We occasionally have some work sent over from our Singapore branch... 2 of the names crack me up every time :lol: :lol:

Fukky Tan-Tan
Fairy Dong


----------



## zltm089

brian1978 said:


> Not really a joke but wanted to share it anyway. Just couldn't keep it to myself
> 
> When Chinese immigrate to the UK they frequently change their first name to a British Christian name. It's a way of integrating better with the community and I personally respect them for doing it.
> 
> One of my good customers was in this morning chatting as he does, his English isn't great but it's certainly betterc than my Chinese :wink:. He asked what my name was as I'd never actually told him. Brian I say, I ask him the same.... Eric he tells me. I had to struggle to keep a straight face as I know his brother by name, he's called Raymond Chen.
> 
> I wonder if anyone will say to him his choice isn't the best.


please explain...


----------



## brian1978

zltm089 said:


> brian1978 said:
> 
> 
> 
> Not really a joke but wanted to share it anyway. Just couldn't keep it to myself
> 
> When Chinese immigrate to the UK they frequently change their first name to a British Christian name. It's a way of integrating better with the community and I personally respect them for doing it.
> 
> One of my good customers was in this morning chatting as he does, his English isn't great but it's certainly betterc than my Chinese :wink:. He asked what my name was as I'd never actually told him. Brian I say, I ask him the same.... Eric he tells me. I had to struggle to keep a straight face as I know his brother by name, he's called Raymond Chen.
> 
> I wonder if anyone will say to him his choice isn't the best.
> 
> 
> 
> 
> 
> please explain...
Click to expand...

Eric Chen........ Erection :?


----------



## jamman

brian1978 said:


> zltm089 said:
> 
> 
> 
> 
> 
> brian1978 said:
> 
> 
> 
> Not really a joke but wanted to share it anyway. Just couldn't keep it to myself
> 
> When Chinese immigrate to the UK they frequently change their first name to a British Christian name. It's a way of integrating better with the community and I personally respect them for doing it.
> 
> One of my good customers was in this morning chatting as he does, his English isn't great but it's certainly betterc than my Chinese :wink:. He asked what my name was as I'd never actually told him. Brian I say, I ask him the same.... Eric he tells me.

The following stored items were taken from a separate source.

PR #841, opened 2020-02-12
Remove static variable

leonardt:
This fixes https://github.com/StanfordAHA/garnet/issues/428

I'm not exactly sure what the issue is, but I suspect it's related to the fact that a static member is being used in static linking context.  Using gdb backtrace lead me to this as the source of the double free, and changing it to use normal non-static logic resolves the issue, although we should probably update all the passes to use the same form (I'm not sure why it only happens with this one, and/or whether it will resolve the issue for others).


rsetaluri:
That's weird...wonder if it https://stackoverflow.com/questions/6714046/c-linux-double-destruction-of-static-variable-linking-symbols-overlap get's at the heart of it, i.e. it's linked statically and dynamically simultaneously somewhere

leonardt:
@rsetaluri That's my theory, particularly because CoreIR is combining a statically link libcoreir with dynamically loaded libraries like commonlib

rdaly525:
Ill keep the branch around for now in case anyone is still using it

rsetaluri:
@leonardt @rdaly525 if this unblocks people so be it, but we should *definitely* fix the real source of this issue, not just get rid of `static`'s

Issue #842, opened 2020-02-12
Change all static string ID for passes to non-static


rdaly525:
Fixes double free issue for #841 
This issue is to make the rest of the passes consistent with this fix.

PR #844, opened 2020-02-12
Remove static ID logic

leonardt:
Fixes https://github.com/rdaly525/coreir/issues/842

Seems like the main way this is used to conveniently refer to the name of a pass through the static class member of the type.  Without this, we have to pass both a template type `T` and an ID string to some functions.  Perhaps there's another way to do this without using a static class member? Or a way to do this safely in our static linking context?


rdaly525:
One thing is this will almost surely have impacts on dependencies (like halide, etc...) We should run GarnetFlow before merging this.

leonardt:
Closing in favor of #913

PR #845, opened 2020-02-14
Preserve Intermediate Wires

leonardt:
This updates the verilog backend to handle the inlining of Wire primitive modules such that it preserves the intermediate wire name.  Combined with https://github.com/phanrahan/magma/pull/584, this will enable users to pass through named temporary values to be generated as verilog wires.  The logic is only enabled in `--inline` mode.  It checks if we're inlining a Wire module, if so, we emit a wire named after the module instance and assign the input to the wire.  We replace all references to the module outputs with the wire instance name.  Finally, we use https://github.com/leonardt/verilogAST-cpp/pull/40 to prevent the inlining logic from removing the temporary wires by blacklisting the wire instance names.

Depends on https://github.com/leonardt/verilogAST-cpp/pull/40


src/passes/analysis/verilog.cpp
```diff
@@ -809,8 +843,8 @@ compile_module_body(RecordType *module_type,
     body.push_back(std::move(statement));
   }
   // Wire the outputs of the module and inout connections
-  assign_module_outputs(module_type, body, connection_map);
-  assign_inouts(definition->getSortedConnections(), body);
+  assign_module_outputs(module_type, body, connection_map, _inline);
+  assign_inouts(definition->getSortedConnections(), body, _inline);
```
leonardt: Should make these methods on the class so we can access the _inline member rather than having to pass them around.

tests/gtest/golds/bits_instance.v
```diff
@@ -0,0 +1,9 @@
+// Module `Foo` defined externally
+module Main (input [4:0] I, output [4:0] O);
+wire [4:0] Foo_inst0_O;
+wire [4:0] x;
+Foo Foo_inst0(.I(I), .O(Foo_inst0_O));
+assign x = Foo_inst0_O;
```
leonardt: Ideally we'd "inline" this x into the module instantiation, but I would say that's a low priority feature.

src/passes/analysis/verilog.cpp
rsetaluri: leave a TODO here for this

PR #850, opened 2020-03-05
proposed cse

rsetaluri:
@rdaly525 just staging so I can leave reviews 👍

### DIFF
--- a/src/passes/transform/cse.cpp
+++ b/src/passes/transform/cse.cpp
@@ -1,0 +1,174 @@
+#include "coreir/passes/transform/cse.h"
+
+using namespace std;
+using namespace CoreIR;
+
+// Desired CoreIR iterators/functional methods
+// breadth-first tree iterator on wireables
+// depth-first tree iterator on wireables
+// leaf-iterator on wireables (Only single bits)
+// breadth-first iteration on types
+// depth-first iterator on types
+// leaf iterator on types 
+// 'All' operator with a predicate
+// 'Any' operator with a predicate
+// 'Map' operator
+// 'Filter' operator (both a modify and a return new)
+
+
+//Some possible (untested) implementations of some of the functions
+template <typename Cont, typename Pred>
+Cont filterOver(const Cont &cont, Pred predicate) {
+  Cont result;
+  std::copy_if(cont.begin(), cont.end(), std::back_inserter(result), predicate);
+  return result
+}
+
+template <typename InCont, typename OutCont, typename Fun>
+OutCont mapOver(const InCont &cont, Fun fun) {
+  OutCont result;
+  std::transform(cont.begin(), cont.end(), std::back_inserter(result), fun);
+  return result
+}
+
+template <typename Cont, typename Pred>
+bool anyOf(const Cont &cont, Pred predicate) {
+  return std::any_of(cont.begin(), cont.end(), predicate);
+}
+
+template <typename Cont, typename Pred>
+bool allOf(const Cont &cont, Pred predicate) {
+  return std::all_of(cont.begin(), cont.end(), predicate);
+}
+
+
+//This is a pass that will do generalized common subexpression elimination.
+//a 'cse' is any time there are two instances of the same module which 
+//are driven by identical values.
+namespace CoreIR {
+
+  namespace Passes {
+
+    string Passes::CSE::ID = "cse";
+    bool CSE::runOnModule(Module* m) {
+      if (!m->hasDef()) {
+        return false;
+      }
+
+      //create map from instance kind to list of instances
+      std::map<Module*, std::vector<Instance*>> modules2Instances;
+      for (auto ipair: m->getInstances()) {
+        auto imod = instance->getModule();
+        if (modules2Instances.count(imod)) {
+          modules2Instances[imod] = {};
+        }
+        modules2Instances[imod].add(instance)
+      }
+      
+      bool modified = false;
+      for (auto mpair : modules2Instances) {
+        auto mod = mpair.first;
+        auto ilist = mpair.second;
+
+        //instance list needs to have at least 2 instances
+        if (ilist.size() < 2) {
+          continue;
+        }
+        
+        //Module cannot contain an inout port
+        auto it = leaf_iter(mod->getType());
+        bool has_inout = std::any_of(it.begin(), it.end(), [](Type* t) {
+          return t->isInOut();
+        });
+        if (has_inout) {
+          continue;
+        }
+
+        //Filter out any instances that have a connected mixed direction
+        ilist = filterOver(ilist, [](Instance* inst) {
+          auto iter = bfirst_iterator(inst);
+          bool has_mixed = std::any_of(iter.begin(), iter.end(), [](Wireable* w) {
+            return w->getConnectedWireables().size() > 0 &&
+              w->getType()->isMixed();
+          });
+        });
+
+        //Search for potential matches among the instance list
+        //pop first from list
+        //if has matches, add to matchlist
+        //  pop all matches from list as well
+        //This can be a helper function
+        auto getInputsAndDirivers = [](Instance* inst) {
+          auto iter = bfirst_iterator(inst);
+          auto inputs = filterOver(iter.begin(), iter.end(), [](Wireable* w) {
+            return w->getType()->isInput()
+                && w->getConnectedPorts().size() > 0;
+          });
+          auto drivers = mapOver(cur_inputs, [](Wireable* w) {
+            return w->getConnectedWireables()[0];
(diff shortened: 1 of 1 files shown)


src/passes/transform/cse.cpp
```diff
@@ -0,0 +1,174 @@
+#include "coreir/passes/transform/cse.h"
+
+using namespace std;
```
rsetaluri: don't do this!

src/passes/transform/cse.cpp
```diff
@@ -0,0 +1,174 @@
...
+using namespace CoreIR;
```
rsetaluri: don't need this! and also don't do this!

src/passes/transform/cse.cpp
```diff
@@ -0,0 +1,174 @@
...
+
+// Desired CoreIR iterators/functional methods
```
rsetaluri: better formatting here:

```c++
// Desired CoreIR iterators/functional methods:
//   * breadth-first tree iterator on wireables
//   * depth-first tree iterator on wireables
//   * leaf-iterator on wireables (Only single bits)
//   * breadth-first iteration on types
//   * depth-first iterator on types
//   * leaf iterator on types 
//   * 'all' operator with a predicate
//   * 'any' operator with a predicate
//   * 'map' operator
//   * 'filter' operator (both a modify and a return new)
```

src/passes/transform/cse.cpp
```diff
@@ -0,0 +1,174 @@
...
+// breadth-first iteration on types
+// depth-first iterator on types
+// leaf iterator on types 
+// 'All' operator with a predicate
+// 'Any' operator with a predicate
+// 'Map' operator
+// 'Filter' operator (both a modify and a return new)
+
+
+//Some possible (untested) implementations of some of the functions
```
rsetaluri: Space between `//` and first character of comment. End full line comments in `.`. Make sure to wrap at 80 chars.  Same for all comments below.

src/passes/transform/cse.cpp
```diff
@@ -0,0 +1,174 @@
...
+template <typename Cont, typename Pred>
```
rsetaluri: are `Cont`,  `Pred`, `Fun`, etc. standard abbreviations? It's totally fine if so and I'm not a domain expert (I can guess `Pred` is predicate and `Fun` is function but just looking at the function signature doesn't do much for me in terms of variables). And you have `Cont cont` but `Pred predicate`...keep it consistent between abbreviations and full names.

src/passes/transform/cse.cpp
```diff
@@ -0,0 +1,174 @@
...
+bool anyOf(const Cont &cont, Pred predicate) {
+  return std::any_of(cont.begin(), cont.end(), predicate);
+}
+
+template <typename Cont, typename Pred>
+bool allOf(const Cont &cont, Pred predicate) {
+  return std::all_of(cont.begin(), cont.end(), predicate);
+}
+
```
rsetaluri: nit: only 1 newline

src/passes/transform/cse.cpp
```diff
@@ -0,0 +1,174 @@
...
+// leaf-iterator on wireables (Only single bits)
+// breadth-first iteration on types
+// depth-first iterator on types
+// leaf iterator on types 
+// 'All' operator with a predicate
+// 'Any' operator with a predicate
+// 'Map' operator
+// 'Filter' operator (both a modify and a return new)
+
+
```
rsetaluri: nit: only one newline

src/passes/transform/cse.cpp
```diff
@@ -0,0 +1,174 @@
...
+  return std::all_of(cont.begin(), cont.end(), predicate);
+}
+
+
+//This is a pass that will do generalized common subexpression elimination.
+//a 'cse' is any time there are two instances of the same module which 
+//are driven by identical values.
+namespace CoreIR {
+
+  namespace Passes {
```
rsetaluri: don't indent nested namespaces:

```c++
namespace CoreIR {
namespace Passes {

// bunch of code here...

}  // namespace Passes
}  // namespace CoreIR
```

Notice the newline spacing too

src/passes/transform/cse.cpp
```diff
@@ -0,0 +1,174 @@
...
+
+    string Passes::CSE::ID = "cse";
+    bool CSE::runOnModule(Module* m) {
```
rsetaluri: nit: newline between static var assignment and function

src/passes/transform/cse.cpp
```diff
@@ -0,0 +1,174 @@
...
+                mod->addConnection(srcSP, dstSP);
+              }
+            }
+            //Delete other instance (will also delete all connections)
+            mod->removeInstance(other);
+          });
+        }
+      }
+      return modified;
+    } //runOnModule
```
rsetaluri: nit: don't need `// runOnModule`

src/passes/transform/cse.cpp
```diff
@@ -0,0 +1,174 @@
...
+        for (auto matches : matchList) {
+          assert(matches.size() > 1);
+          //This one will be kept
+          auto inst = matches.pop_back();
+          auto iname = inst->getInstanceName();
+          for (auto other : matches) {
+            //find connected outputs
+            auto it = bfirst_iter(other);
+            auto outputs = filterOver(it.begin(), it.end(), [](Wireable* w) {
+              return w->getType()->isOutput()
```
rsetaluri: `&&` goes on first line

src/passes/transform/cse.cpp
```diff
@@ -0,0 +1,174 @@
...
+//This is a pass that will do generalized common subexpression elimination.
+//a 'cse' is any time there are two instances of the same module which 
+//are driven by identical values.
+namespace CoreIR {
+
+  namespace Passes {
+
+    string Passes::CSE::ID = "cse";
+    bool CSE::runOnModule(Module* m) {
+      if (!m->hasDef()) {
```
rsetaluri: a lot of these short one-line if's look better as a single line like:

```C++
if (...) continue;
if (...) return x;
```

src/passes/transform/cse.cpp
```diff
@@ -0,0 +1,174 @@
...
+        return false;
+      }
+
+      //create map from instance kind to list of instances
+      std::map<Module*, std::vector<Instance*>> modules2Instances;
+      for (auto ipair: m->getInstances()) {
```
rsetaluri: a lot of these names are not descriptive: `ipair`, `imod`, `iname`. (Again maybe it's understandable to the experts, but e.g. I couldn't really figure out what was going on. Code/names as documentation is always a good idea.)

src/passes/transform/cse.cpp
```diff
@@ -0,0 +1,174 @@
...
+  namespace Passes {
+
+    string Passes::CSE::ID = "cse";
+    bool CSE::runOnModule(Module* m) {
+      if (!m->hasDef()) {
+        return false;
+      }
+
+      //create map from instance kind to list of instances
+      std::map<Module*, std::vector<Instance*>> modules2Instances;
```
rsetaluri: an aside: this seems like a general operation...should it be factored out? is it used elsewhere already?

src/passes/transform/cse.cpp
```diff
@@ -0,0 +1,174 @@
...
+// leaf iterator on types 
+// 'All' operator with a predicate
+// 'Any' operator with a predicate
+// 'Map' operator
+// 'Filter' operator (both a modify and a return new)
+
+
+//Some possible (untested) implementations of some of the functions
+template <typename Cont, typename Pred>
+Cont filterOver(const Cont &cont, Pred predicate) {
```
rsetaluri: I don't have access to the header file, so I can't tell but are these supposed to be externally available free functions? Or meant to be just for internal use to this CSE pass? If they're external then the should probably be in some more generic file (ala `util.hpp` or `functional.hpp`);  otherwise they should be in anonymous namespace:

```c++
namespace {

template<...>
Cont filterOver(...) {
  ...
}

...

}  // namespace
```

src/passes/transform/cse.cpp
```diff
@@ -0,0 +1,174 @@
+#include "coreir/passes/transform/cse.h"
```
rsetaluri: It took me a while to gather that cse => common subexpression elimination. I also see that it is part of the LLVM lexicon however.  A comment either here or in the header, that this is a common subexpression elimination pass would be useful. And exactly what types of subexpressions it can do would be useful for those who want to use the pass.

rdaly525:
Taking this down, as this was not the purpose of the review.

PR #852, opened 2020-03-17
Hierarchical select

leonardt:
This adds support for hierarchical select paths.  These changes do two things: add support to hierarchical selects to the Wireable code path, and add support for code generating hierarchical selects to the verilog backend.

The first use case is for passing debug/verification modules through the tool chain.  The initial flow will generate a separate module for each debug/verification node.  Internally the module will reference magma/coreir values as interface ports that are inlined into the verilog.  The module is instanced in the desired location, and the desired signals wired up to the instance.  This way, if coreir makes any changes to the circuit structure (e.g. optimizations) the connections to the debug/verification instance should be maintained and handle any changes in signal names.  For this to work, we need to be able to hierarchically connect signals to these debug nodes (e.g. wire up the internal signal of an instance to the debug node).  This feature is requested by our users.  

An extension to this logic might be to transform the CoreIR circuit to remove hierarchical selects and use the standard module/connection system (by inserting ports to pass these signals around), however I will leave this as future work since for the debug/verification case in verilog, we can simply code generate using Verilog's hierarchical attribute syntax.

Another extension will be to have CoreIR handle the renaming of references in the inline verilog.  For example, a module will have a 2-d array of tuples as an input.  In the debug/verification verilog, the user references a member of a tuple.  Ideally, we could stick in a placeholder symbol and have CoreIR interpolate the flattened name (perhaps a simple search/replace on a unique string).  Alternatively, if we represent the debug/verification logic directly in coreir as nodes, we can simply have the flattening and verilog backend handle this.

Depends on https://github.com/leonardt/verilogAST-cpp/pull/42


include/coreir/ir/wireable.h
```diff
@@ -128,12 +129,15 @@ class Select : public Wireable {
   protected :
     Wireable* parent;
     std::string selStr;
+    bool _isInstance;
```
rdaly525: Is this trying to differentiate between a hierarchical select and a normal select? I think the hierarchical select would be better as a separate class (inherited from Select). I am a little worried that this might break code which recursively goes through all the selects of an instance (or interface).

src/ir/module.cpp
```diff
@@ -134,4 +134,12 @@ bool Module::hasVerilogDef() {
   return false;
 }
 
+bool Module::canSel(std::string sel_str) {
```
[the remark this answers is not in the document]
leonardt: Convenience helper so I don’t have to check if a module def exists before checking the canSel function.

include/coreir/ir/wireable.h
leonardt: What would break? This provides the same interface for existing selects, so it shouldn’t break any existing code, it just adds another interface function.

src/ir/wireable.cpp
```diff
@@ -27,17 +27,23 @@ Wireable::~Wireable() {
...
+  Select* select = new Select(this->getContainer(), this, sel_str, type, is_instance);
+  selects[sel_str] = select;
+  return select;
+}
+
 Select* Wireable::sel(const std::string& selStr) {
   if (selects.count(selStr)) {
     return selects[selStr];
   }
+  if (isa<Instance>(this) &&
```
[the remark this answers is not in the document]
leonardt: I think self is a little awkward, maybe instA._instances_ or some other special but explicit keyword. Using self is confusing w.r.t. it referencing the interface in one context and instances in another context.

Is having the same name for an instances and a port desirable? I guess it’s technically okay because interface ports are prefixed by self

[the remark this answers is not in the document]
leonardt: I’ll move the logic into instance::sel (I originally did this but I think I ran into some issue, but I’ll reply if I come across it again)

include/coreir/ir/wireable.h
leonardt: i can see how much code it would take to change to add a new select class, my main concern is there’s a lot of code that uses Select so adding a new class to the code path will require a lot of changes to dispatch on the two types of selects, so we should decide whether it’s worth treating them separately versus treating a select as a single entity with a unified interface.

leonardt: i can see how much code it would take to change to add a new select class, my main concern is there’s a lot of code that uses Select so adding a new class to the code path will require a lot of changes to dispatch on the two types of selects, so we should decide whether it’s worth treating them separately versus treating a select as a single entity with a unified interface.

src/ir/wireable.cpp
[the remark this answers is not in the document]
rdaly525: I think _instances_ is also slightly semantically wrong as well. We want a word that is saying "select the inside of this current instance". Also something concise would be nice for serializing long hierarchical select paths.

include/coreir/ir/wireable.h
rdaly525: The thing I am concerned about is the following:

Lets say I have Module A instantiating Module B which instantiates Module C
Additionally lets say within A, I have a connection referring to the instance of C within A's instance of B.

During an optimization pass of B I do not want to have access to the select of C and the fact that some unknown Module (A) is using that select.

src/ir/wireable.cpp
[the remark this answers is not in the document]
leonardt: Maybe a separator different than dot?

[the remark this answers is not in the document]
rdaly525: I would be fine with that. Semicolon perhaps.

"instA;in0" vs "instA.in0"
and for the select path:
("instA", ";", "in0") vs ("instA", "in0")

include/coreir/ir/wireable.h
leonardt: That could be achieved by filtering the selects (in the function to gather connected wires led) rather than encoding it in the class system. There might be cases when you do want to know about the connection (e.g. if you’re removing the port you’ll probably want to remove that connection in another context?) that brings up a question about how a hierarchical selects will affect optimization passes

leonardt: Another option is to have magma lift these hierarchical selects into the interface and drop support for it in coreir directly, which may make sense given the above issue with optimization passes (cc @rsetaluri, any thoughts? We originally discussed this as something that might be useful in coreir, but it may introduce semantic complexity we dint want to have in the IR)

rdaly525: I think this feature is a good thing to have in CoreIR and by lifting it into the interface directly, you are losing information that could be passed down and are modifying interfaces unnecessarily.

I am just trying to enumerate possible issues with this.

rdaly525: Okay I think the filtering would work, but there needs to be an update to the logic so that any Select from a hierarchical select is also a hierarchical select. Also making sure that the connection does not appear in the Module with the hierarchical select.

leonardt: Another thought, do we want to enable connecting to inputs hierarchically? For example, one use case is to monitor an internal signal, so we can reference an output and send it into a debug/verification node.  Do we want to support users wiring to inputs hierarchically? This may conflict with our current definition semantics, where everything must be driven or termed.  essentially, you would leave an input undriven, and it could be wired up from the instance location.  In this case, we'd want to run the undriven check at the end on the entire hierarchy rather than per module (not sure if this is what is already done).  Otherwise, we should update the connect logic to make sure hierarchical selects only reference outputs.  I believe the current use case only wants to monitor signals, so this may be a good simplification to start with.

rdaly525: Yeah, I think we should constrain hierarchical selects to outputs for now (as that is the pressing use case). Driving hierarchical selects opens up a larger can of worms and we should do a review of tools that allow this.

leonardt: I confirmed that the users only want to monitor signals, and that they aren't aware of any patterns for driving signals this way, so I don't think we need to support it (at least until a valid use case comes up).

Perhaps for now we can treat these a special selects for debug nodes? That might help avoid having them interfere with standard "RTL" code/nodes

rdaly525: That could work. How about for now to simplify this just instantiate debug nodes, do not connect them to anything, and store the hierarchical select path as the debug node's metadata or modargs.

leonardt: yea that seems like a good idea and less invasive for current code paths.  I'll resubmit a new PR with this change as it will require a different overall approach.

leonardt: Actually, there's still the issue of maintaining the select path when optimizations are run (e.g. what if a monitored signal gets renamed in an optimization, ideally we'd still be able to connect to that signal).  That's why I wanted to piggy back on the connection logic, since ideally that'd be kept up to date

leonardt: So in some sense, optimizations should be aware of these "external" hierarchical selects, if just to make sure that their connections are preserved

rdaly525: Yeah, I understand the concern.

I think the biggest constraint is that CoreIR assumes that Modules and module Defs are completely independent of the outside world (namely other modules that could instantiate them). Therefore connections should always be between two wireables within the same parent Module.

Here is a half baked idea that I think could still work with your constraints. What if we have some sort of "portal" node that can go between module boundaries without going through the interface.

So for example in the A instances B which instances C.
You can instantiate one end of the portal in A (and connect it to the debug node), then also instantiate a portal node in B and (connect it to the appropriate signal within B). Any optimizations in B (even renaming signals) should not effect the result. The only issue is that optimizations in A (like renaming the instance of B) might pose a problem.

leonardt: I was thinking about this some more, I think for debug/verification purposes, having a reference to a signal should prevent the signal from being optimized out.  So a subtract could get turned into an an add with invert, so long as the original signal reference now points to the output of the add.  I guess with common sub expression elimination, if the signal mapped to the common sub expression output that would be okay too.  Is there ever a case where a signal might be removed entirely? (Without a new mapping)

rdaly525: Yeah, as long as there is something connected to the signal you care about, then any optimizations should still work. There is a chance that a particular signal might get optimized away. For example if you are trying to poll the output of an Add(a, 0). If this gets optimized away without the module knowing that something is connected to its output, then the reference is lost.

rdaly525: This is why if there is something that the desired signal is connected to a portal or term node of some sorts, then the reference will be updated appropriately during any optimizations.

src/ir/wireable.cpp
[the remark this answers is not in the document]
leonardt: updated it to use `;` for instances

include/coreir/ir/wireable.h
leonardt: I think for now, I will see if I can add a separate class for InstanceSelect otherwise stick to the boolean flag on the Select type, and use a symbol table to handle renaming by optimizations downstream, and if needed we can add a filter for instance selects when gathering connected wireables.

CMakeLists.txt
```diff
@@ -78,3 +78,7 @@ add_test(NAME test_verilog COMMAND test_verilog WORKING_DIRECTORY ${CMAKE_SOURCE
 add_executable(test_inline_wires tests/gtest/test_inline_wires.cpp)
 target_link_libraries(test_inline_wires gtest_main coreir coreir-commonlib)
 add_test(NAME test_inline_wires COMMAND test_inline_wires WORKING_DIRECTORY ${CMAKE_SOURCE_DIR}/tests/gtest)
+
```
rdaly525: I must have missed this last time, but why are specific tests specified in the base CMakeLists.txt? Can we move this to a CMakeLists.txt in the test directory?

leonardt:
Added test for name aliasing, for what it's worth, it produced invalid verilog (according to verilator) with this error:
```
 verilator --lint-only tests/gtest/golds/hierarchical_select_3.v
%Error: tests/gtest/golds/hierarchical_select_3.v:16:5: Unsupported in C: Cell has the same name as variable: 'O'
Baz O (
    ^
        tests/gtest/golds/hierarchical_select_3.v:14:12: ... Location of original declaration
    output O
```

If we want to support this in coreir, we would probably want to run a pass that uniquifies instance/port names before generating verilog

rdaly525:
Ah interesting. I guess that makes sense. Although I think we should still interpret this as valid CoreIR code that should be handled before generating verilog.

CMakeLists.txt
leonardt: Done

leonardt:
Yea, this test basically shows that the internal logic works, it just produced incorrect verilog (but should work as expected if the names are changed in a pass beforehand).

PR #857, opened 2020-03-31
Added pass to inline single instances

rdaly525:
This is a simple pass that greedly inlines any modules which only contains a single instance.

The main purpose of this will be simplifying the clock gating inferring logic, but is also a good way to clean up some of the magma->coreIR compiler steps that do a single level of circuit wrapping.


tests/binary/test_inline_single_instance.py
```diff
@@ -0,0 +1,11 @@
+import delegator
```
rsetaluri: why a python test?

src/passes/transform/inline_single_instances.cpp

I had to struggle to keep a straight face as I know his brother by name, he's called Raymond Chen.
> 
> I wonder if anyone will say to him his choice isn't the best.
> 
> 
> 
> 
> 
> please explain...
> 
> Click to expand...
> 
> Eric Chen........ Erection :?
Click to expand...

I'm slow today took me an age  :lol:


----------



## zltm089

brian1978 said:


> zltm089 said:
> 
> 
> 
> 
> 
> brian1978 said:
> 
> 
> 
> Not really a joke but wanted to share it anyway. Just couldn't keep it to myself
> 
> When Chinese immigrate to the UK they frequently change their first name to a British Christian name. It's a way of integrating better with the community and I personally respect them for doing it.
> 
> One of my good customers was in this morning chatting as he does, his English isn't great but it's certainly betterc than my Chinese :wink:. He asked what my name was as I'd never actually told him. Brian I say, I ask him the same.... Eric he tells me. I had to struggle to keep a straight face as I know his brother by name, he's called Raymond Chen.
> 
> I wonder if anyone will say to him his choice isn't the best.
> 
> 
> 
> 
> 
> please explain...
> 
> Click to expand...
> 
> Eric Chen........ Erection :?
Click to expand...

hah!!! ...got you!....lol....I said the name a few times and couldn't get it!....well the joke!....

not the erection!...lol


----------



## YoungOldUn

i'm another who didn't get it until I saw the explanation, could be an age thing


----------



## Davegt

:lol:


----------



## ZephyR2

Yes it can be hard to get an erection when you get old :lol: 
Perhaps this joke should have come with a free viagra tablet.


----------



## chrisxtc1

:lol:


----------



## aznxliddonikki




----------